Justice Shaw stated that McKitty was dead and that the Charter of Rights and Freedoms did not apply to McKitty, because it only protects “persons,” and because McKitty was clinically brain dead, she was not legally a “person.”

Hugh Scher
At the Court of Appeal, Hugh Scher, the lawyer for the family, argued that McKitty’s Charter rights were breached in order to pronounce her dead. Scher stated:
"To say that she doesn't have Charter rights because she is dead is putting the cart before the horse."
“The Court’s predetermination of Taquisha’s death to justify non-application of the Charter of Rights and Freedoms ... dehumanizes Taquisha as a non-person from the outset,”
“Taquisha is an individual under the law deserving of Charter protection.”

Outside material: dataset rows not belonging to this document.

Issue #18365, opened 2023-10-26
Many controls (mainly iOS) are not collected by GC 


heyThorsten:
### Description

I'm working on an app for iOS. The app creates new instances of pages and view models every time a new page is pushed to the navigation stack. After a while the app gets very slow and crashes.
So I started to comment out parts of XAML and to trigger GC and **found that the pages were no longer cleaned up if they had certain controls**.

To find out which controls causes problems I created a simple test programme that does nothing more than adding one single control to a page and pushes that page onto the navigation stack. By clicking a button the garbage collector can be forced to work. The program outputs a debug message when the constructor and finaliser of the opened page is called.

On iOS there are many controls where there is no finaliser call of the page, resulting in memory leaks.

**On iOS there is no finaliser log output (~xxx Page) for these controls:**
- [x] BoxView: https://github.com/dotnet/maui/pull/18434
- [x] Frame: https://github.com/dotnet/maui/pull/18552
- [x] Ellipse: https://github.com/dotnet/maui/pull/18434
- [x] Line: https://github.com/dotnet/maui/pull/18434
- [x] Path: https://github.com/dotnet/maui/pull/18434
- [x] Polygon: https://github.com/dotnet/maui/pull/18434
- [x] Polyline: https://github.com/dotnet/maui/pull/18434
- [x] Rectangle: https://github.com/dotnet/maui/pull/18434
- [x] ImageButton: https://github.com/dotnet/maui/pull/18602
- [ ] RadioButton https://github.com/dotnet/maui/issues/20023
- [ ] SearchBar: https://github.com/dotnet/maui/pull/16383
- [x] Slider: https://github.com/dotnet/maui/pull/18681
- [x] Stepper: https://github.com/dotnet/maui/pull/18663
- [x] Switch: https://github.com/dotnet/maui/pull/18682
- [x] ActivityIndicator: https://github.com/dotnet/maui/pull/18434
- [x] CarouselView: https://github.com/dotnet/maui/pull/18267
- [x] IndicatorView: https://github.com/dotnet/maui/pull/18434
- [ ] ListView https://github.com/dotnet/maui/issues/20025
- [x] TableView: https://github.com/dotnet/maui/pull/18718

**On Windows there is no finaliser log output (~xxx Page) for these controls:**
- [x] WebView: https://github.com/dotnet/maui/pull/18810

**On Android there is no finaliser log output (~xxx Page) for these controls:**
[...]

PR #18434, opened 2023-10-30
[ios] fix memory leaks in various controls

jonathanpeppers:

* `ActivityIndicator`
* `BoxView`
* `Polygon`
* `Polyline`
* `IndicatorView`

Some of these were based on `PlatformGraphicsView`, which had a circular reference, for example:

* `BoxView` -> `BoxViewHandler`/`PlatformGraphicsViewHandler` -> `PlatformGraphicsView` -> `BoxView`

* It appears both `IDrawable` and `IGraphicsRenderer` values in `PlatformGraphicsView` were circular references.

Various shapes were based on `PlatformGraphicsView`. We don't have the iOS memory analyzer running on `Microsoft.Maui.Graphics.dll` yet.

Similarly:

* `ActivityIndicator` -> `ActivityIndicatorHandler` -> `MauiActivityIndicator` -> `ActivityIndicator`

* `IndicatorView` -> `IndicatorViewHandler` -> `MauiPageControl` -> `IndicatorView`

*Open question*: Why didn't the analyzer catch the issues with `ActivityIndicator` and `IndicatorView`? Investigating why.

### DIFF
--- a/src/Core/src/Platform/iOS/MauiActivityIndicator.cs
+++ b/src/Core/src/Platform/iOS/MauiActivityIndicator.cs
@@ -8,18 +8,21 @@ namespace Microsoft.Maui.Platform
 {
 	public class MauiActivityIndicator : UIActivityIndicatorView, IUIViewLifeCycleEvents
 	{
-		IActivityIndicator? _virtualView;
+		readonly WeakReference<IActivityIndicator>? _virtualView;
+
+		bool IsRunning => _virtualView is not null && _virtualView.TryGetTarget(out var a) ? a.IsRunning : false;
 
 		public MauiActivityIndicator(CGRect rect, IActivityIndicator? virtualView) : base(rect)
 		{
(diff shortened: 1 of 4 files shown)


src/Core/src/Platform/iOS/MauiActivityIndicator.cs
```diff
@@ -8,18 +8,21 @@ namespace Microsoft.Maui.Platform
 {
 	public class MauiActivityIndicator : UIActivityIndicatorView, IUIViewLifeCycleEvents
 	{
-		IActivityIndicator? _virtualView;
+		readonly WeakReference<IActivityIndicator>? _virtualView;
```
jonathanpeppers, line 11: Ok, it appears that interfaces slip through the analyzer:

image

Will fix in next version of analyzer.

PureWeen (approved):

Yesterday, the Ontario Court of Appeal issued a decision, in McKitty, even though the case was technically moot after Taquisha died of natural causes. According to the family of Taquisha Mckitty:
The Ontario Court of Appeal ruled that religious values and beliefs are essential to who we are as human beings and to the manner by which we chose to live our lives. The court has put off however the question of whether or not religious beliefs can be relied on to alter the common law definition of death. 
Taquisha's parents
Today’s court decision overturns the reasons given in the lower court and emphasized the importance of religious freedom, diversity and equality in Canada. Taquisha McKitty’s father Stanley Stewart brought this court challenge on his daughter’s behalf. He states as follows:


If a person can’t re​ly on their most sacred religious values and beliefs at the very moment of their death when they would most expect to derive comfort from them, one is left to wonder what is the value of a constitutional protection of religious liberty and equality. Courts and legislatures will need to address this mischief of the law in the future.
Death is legally and medically determined by employing one of two sets of criteria. Cardio-respiratory death is determined by the complete cessation of cardio-respiratory function. Neurological death is determined by the complete cessation of all neurological function. Both are legally and medically acceptable means to determine death throughout Canada. 
What we were asking is for the court to apply basic constitutional protections of life, equality and religious freedom that are enshrined in laws in jurisdictions like New York state, New Jersey, California, and Illinois states Taquisha’s father Stanley Stewart. 
The notion tha​t Taquisha McKitty would be considered alive in New Jersey where her religious freedoms are respected but would be considered legally and medically dead in Toronto, Ontario, only a hundred miles away is extremely troubling and must be corrected by lawmakers, states Stewart. 
The law mu​st change to respect and accommodate religious difference in the definition and determination of death if basic Canadian values of pluralism, diversity and religious liberty are to flourish, states Toronto lawyer Hugh Scher who represented the McKitty family in court as well as other families across Canada.
May Warren, reporting for the Toronto Star interviewed ethicist, Trudo Lemmens, a professor and Scholl chair in health law and policy at the University of Toronto who called the ruling "a sophisticated judgement in the discussion of what the definition of death means." He stated:

It’s important, he added, that the appeal “court recognizes that the definition of legal death is not just a medical fact,” but involves “value judgments about the determination of when somebody is no longer declared to be a person.”

This gets to an “ongoing debate” about “who counts as a human being,” he added.

Decisions related to ones personal beliefs must be respected, and yet science should be the determiner of medical truth. The problem arises when someone, who is not dead, is declared legally dead.


Link to the article in the Law Times.

1 comment:

Michael Balaski said...

An additional complication is the fact that cases keep coming forward where a person declared brain dead "wakes up". This has occurred in some instances where a person has been in a "coma"
for as long as 20 to 30 years. Doctors are not able to say with certainty that a person is brain dead. Another pressure comes from doctors et al who are anxious to harvest organs. They may hasten the process of declaring a person dead.